About this exercise>
Nothing in the entries may be altered; copy them in full.
Given records Block Start
PR #2070, opened 2019-01-07
Display CarbonFootprint in CardView and add Environment Tab

KarthikRIyer:
## Description

Carbon Footprint now displayed inside a CardView. 
Also added an Environment Tab to which Recycling Instructions will be added later.
 
whatsapp image 2019-01-08 at 2 41 58 am
whatsapp image 2019-01-08 at 2 41 38 am

### DIFF
--- a/app/src/main/java/openfoodfacts/github/scrachx/openfood/views/product/ProductActivity.java
+++ b/app/src/main/java/openfoodfacts/github/scrachx/openfood/views/product/ProductActivity.java
@@ -50,6 +50,7 @@ import openfoodfacts.github.scrachx.openfood.views.customtabs.CustomTabActivityH
 import openfoodfacts.github.scrachx.openfood.views.customtabs.CustomTabsHelper;
 import openfoodfacts.github.scrachx.openfood.views.customtabs.WebViewFallback;
 import openfoodfacts.github.scrachx.openfood.views.listeners.OnRefreshListener;
+import openfoodfacts.github.scrachx.openfood.views.product.environment.EnvironmentProductFragment;
 import openfoodfacts.github.scrachx.openfood.views.product.ingredients.IngredientsProductFragment;
 import openfoodfacts.github.scrachx.openfood.views.product.nutrition.NutritionProductFragment;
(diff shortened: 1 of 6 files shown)


teolemon:
Can you move the Carbon footprint to the environment tab and hide the tab if it's not present?

PrajwalM2212:
@teolemon Is the environment tab only for OFF or even for OPF,OPFF and OBF ?

teolemon:
I would conditionnally show it on Open Food Facts, if and only if we have a carbon footprint.
Once we merge the PR for recycling instructions, I want to move recycling instructions and packaging in that tab.

app/src/main/java/openfoodfacts/github/scrachx/openfood/views/product/ProductActivity.java
```diff
@@ -264,6 +265,7 @@ private void setupViewPager( ViewPager viewPager )
 		{
 			adapterResult.addFragment( new NutritionProductFragment(), menuTitles[2] );
 			adapterResult.addFragment( new NutritionInfoProductFragment(), menuTitles[3] );
+			adapterResult.addFragment( new EnvironmentProductFragment(), "Environment" );
```
PrajwalM2212: If environment tab is OFF only the a guard has to be put here.

PrajwalM2212: You need to add this to `menuTitles` string array and then reference it here. Do the same for other entries that may have missed this logic.

KarthikRIyer: Do I need to add it manually to all the languages? Adding it to the default strings.xml doesn't seem to work

huzaifaiftikhar: @KarthikRIyer No, you don't need to add it manually to all the languages, just add the String to the default `string.xml` file. The translations are handled by Crowdin. You don't need to worry about that.

teolemon:
Thank you @KarthikRIyer 👍 
Thanks @PrajwalM2212 for the review and feedback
Given records Block End
Task output>
PR #2070, opened 2019-01-07
Display CarbonFootprint in CardView and add Environment Tab

KarthikRIyer:
## Description

Carbon Footprint now displayed inside a CardView. 
Also added an Environment Tab to which Recycling Instructions will be added later.
 
whatsapp image 2019-01-08 at 2 41 58 am
whatsapp image 2019-01-08 at 2 41 38 am

### DIFF
--- a/app/src/main/java/openfoodfacts/github/scrachx/openfood/views/product/ProductActivity.java
+++ b/app/src/main/java/openfoodfacts/github/scrachx/openfood/views/product/ProductActivity.java
@@ -50,6 +50,7 @@ import openfoodfacts.github.scrachx.openfood.views.customtabs.CustomTabActivityH
 import openfoodfacts.github.scrachx.openfood.views.customtabs.CustomTabsHelper;
 import openfoodfacts.github.scrachx.openfood.views.customtabs.WebViewFallback;
 import openfoodfacts.github.scrachx.openfood.views.listeners.OnRefreshListener;
+import openfoodfacts.github.scrachx.openfood.views.product.environment.EnvironmentProductFragment;
 import openfoodfacts.github.scrachx.openfood.views.product.ingredients.IngredientsProductFragment;
 import openfoodfacts.github.scrachx.openfood.views.product.nutrition.NutritionProductFragment;
(diff shortened: 1 of 6 files shown)


teolemon:
Can you move the Carbon footprint to the environment tab and hide the tab if it's not present?

PrajwalM2212:
@teolemon Is the environment tab only for OFF or even for OPF,OPFF and OBF ?

teolemon:
I would conditionnally show it on Open Food Facts, if and only if we have a carbon footprint.
Once we merge the PR for recycling instructions, I want to move recycling instructions and packaging in that tab.

app/src/main/java/openfoodfacts/github/scrachx/openfood/views/product/ProductActivity.java
```diff
@@ -264,6 +265,7 @@ private void setupViewPager( ViewPager viewPager )
 		{
 			adapterResult.addFragment( new NutritionProductFragment(), menuTitles[2] );
 			adapterResult.addFragment( new NutritionInfoProductFragment(), menuTitles[3] );
+			adapterResult.addFragment( new EnvironmentProductFragment(), "Environment" );
```
PrajwalM2212: If environment tab is OFF only the a guard has to be put here.

PrajwalM2212: You need to add this to `menuTitles` string array and then reference it here. Do the same for other entries that may have missed this logic.

KarthikRIyer: Do I need to add it manually to all the languages? Adding it to the default strings.xml doesn't seem to work

huzaifaiftikhar: @KarthikRIyer No, you don't need to add it manually to all the languages, just add the String to the default `string.xml` file. The translations are handled by Crowdin. You don't need to worry about that.

teolemon:
Thank you @KarthikRIyer 👍 
Thanks @PrajwalM2212 for the review and feedback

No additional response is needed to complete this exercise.